◆ BRIEF: Find every line in the records below that contains the word "image", and copy each such line.

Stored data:

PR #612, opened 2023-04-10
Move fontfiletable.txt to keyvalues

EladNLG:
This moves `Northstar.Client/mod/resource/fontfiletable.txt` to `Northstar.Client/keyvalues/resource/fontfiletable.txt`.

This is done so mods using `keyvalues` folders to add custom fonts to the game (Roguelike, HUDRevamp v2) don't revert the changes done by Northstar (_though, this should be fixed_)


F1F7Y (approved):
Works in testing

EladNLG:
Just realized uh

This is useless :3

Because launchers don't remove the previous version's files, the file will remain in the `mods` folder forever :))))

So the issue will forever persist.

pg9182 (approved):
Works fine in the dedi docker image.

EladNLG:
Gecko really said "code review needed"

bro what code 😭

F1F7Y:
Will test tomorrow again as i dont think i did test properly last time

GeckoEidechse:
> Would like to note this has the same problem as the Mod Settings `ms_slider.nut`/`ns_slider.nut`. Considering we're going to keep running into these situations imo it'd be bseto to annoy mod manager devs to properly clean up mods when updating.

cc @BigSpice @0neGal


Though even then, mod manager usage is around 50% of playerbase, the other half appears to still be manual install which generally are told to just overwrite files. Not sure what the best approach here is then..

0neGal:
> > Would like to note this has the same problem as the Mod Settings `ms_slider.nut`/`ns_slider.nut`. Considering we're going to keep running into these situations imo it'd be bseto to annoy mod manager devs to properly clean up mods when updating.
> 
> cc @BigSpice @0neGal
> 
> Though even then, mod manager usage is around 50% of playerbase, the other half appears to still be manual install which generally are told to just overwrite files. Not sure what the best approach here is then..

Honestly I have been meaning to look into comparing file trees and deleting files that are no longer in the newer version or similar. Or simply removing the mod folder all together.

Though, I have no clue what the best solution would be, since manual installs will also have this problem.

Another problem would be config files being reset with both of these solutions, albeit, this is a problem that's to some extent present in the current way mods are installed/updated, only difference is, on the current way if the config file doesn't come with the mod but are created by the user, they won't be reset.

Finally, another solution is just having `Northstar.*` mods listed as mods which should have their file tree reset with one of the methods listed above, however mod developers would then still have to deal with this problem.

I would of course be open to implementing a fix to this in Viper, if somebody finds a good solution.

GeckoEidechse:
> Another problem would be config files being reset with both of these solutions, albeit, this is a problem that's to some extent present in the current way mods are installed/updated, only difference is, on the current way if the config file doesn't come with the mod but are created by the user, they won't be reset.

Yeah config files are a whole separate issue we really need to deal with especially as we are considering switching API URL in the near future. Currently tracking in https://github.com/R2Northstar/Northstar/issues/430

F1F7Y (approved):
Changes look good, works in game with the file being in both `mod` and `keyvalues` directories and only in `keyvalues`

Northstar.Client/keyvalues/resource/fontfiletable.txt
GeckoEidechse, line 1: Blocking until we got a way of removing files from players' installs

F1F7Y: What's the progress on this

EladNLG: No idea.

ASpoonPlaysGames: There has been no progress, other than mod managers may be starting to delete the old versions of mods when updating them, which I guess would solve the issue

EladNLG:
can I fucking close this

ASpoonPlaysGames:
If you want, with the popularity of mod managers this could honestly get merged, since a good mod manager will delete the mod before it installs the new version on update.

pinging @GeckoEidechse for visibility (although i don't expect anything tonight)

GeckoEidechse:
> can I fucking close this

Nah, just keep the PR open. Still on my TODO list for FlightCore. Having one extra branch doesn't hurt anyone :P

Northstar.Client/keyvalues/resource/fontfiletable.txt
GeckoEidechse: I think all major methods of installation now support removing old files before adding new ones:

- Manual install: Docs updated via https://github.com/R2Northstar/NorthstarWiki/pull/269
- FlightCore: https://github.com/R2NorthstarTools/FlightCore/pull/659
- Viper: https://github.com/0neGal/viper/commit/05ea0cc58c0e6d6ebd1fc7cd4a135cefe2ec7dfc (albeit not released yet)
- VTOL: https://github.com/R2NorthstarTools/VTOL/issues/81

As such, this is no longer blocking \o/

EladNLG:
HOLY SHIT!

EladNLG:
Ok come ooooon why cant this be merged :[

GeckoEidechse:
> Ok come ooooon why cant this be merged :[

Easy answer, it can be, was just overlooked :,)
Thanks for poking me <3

==

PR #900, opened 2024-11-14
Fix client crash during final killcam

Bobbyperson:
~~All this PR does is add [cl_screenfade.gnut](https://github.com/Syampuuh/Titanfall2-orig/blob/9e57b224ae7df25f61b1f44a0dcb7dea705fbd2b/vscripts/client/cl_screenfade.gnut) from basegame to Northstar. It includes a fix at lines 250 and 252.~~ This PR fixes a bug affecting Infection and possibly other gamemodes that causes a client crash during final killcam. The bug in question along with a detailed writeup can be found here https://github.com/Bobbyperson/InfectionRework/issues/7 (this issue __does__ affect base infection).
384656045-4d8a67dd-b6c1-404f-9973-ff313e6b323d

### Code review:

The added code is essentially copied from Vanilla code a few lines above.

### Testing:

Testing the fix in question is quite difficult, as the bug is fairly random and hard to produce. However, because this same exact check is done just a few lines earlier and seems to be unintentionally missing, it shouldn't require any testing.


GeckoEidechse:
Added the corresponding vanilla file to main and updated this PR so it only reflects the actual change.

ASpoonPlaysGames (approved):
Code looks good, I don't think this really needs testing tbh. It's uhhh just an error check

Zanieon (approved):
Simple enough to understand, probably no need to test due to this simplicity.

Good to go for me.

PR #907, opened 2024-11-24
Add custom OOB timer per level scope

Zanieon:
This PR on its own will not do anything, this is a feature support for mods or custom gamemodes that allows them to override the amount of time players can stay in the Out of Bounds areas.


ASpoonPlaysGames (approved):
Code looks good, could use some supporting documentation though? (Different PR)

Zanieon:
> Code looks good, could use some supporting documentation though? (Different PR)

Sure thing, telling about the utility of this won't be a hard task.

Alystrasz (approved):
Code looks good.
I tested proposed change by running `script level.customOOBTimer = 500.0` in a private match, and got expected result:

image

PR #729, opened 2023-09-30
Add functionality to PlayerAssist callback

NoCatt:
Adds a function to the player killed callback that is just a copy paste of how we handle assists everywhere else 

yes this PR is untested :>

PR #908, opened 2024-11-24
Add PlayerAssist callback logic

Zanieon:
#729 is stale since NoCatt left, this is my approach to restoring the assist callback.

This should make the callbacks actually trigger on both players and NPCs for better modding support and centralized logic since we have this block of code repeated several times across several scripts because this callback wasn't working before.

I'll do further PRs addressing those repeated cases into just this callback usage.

◆ WRITTEN RESPONSE:
Works fine in the dedi docker image.
image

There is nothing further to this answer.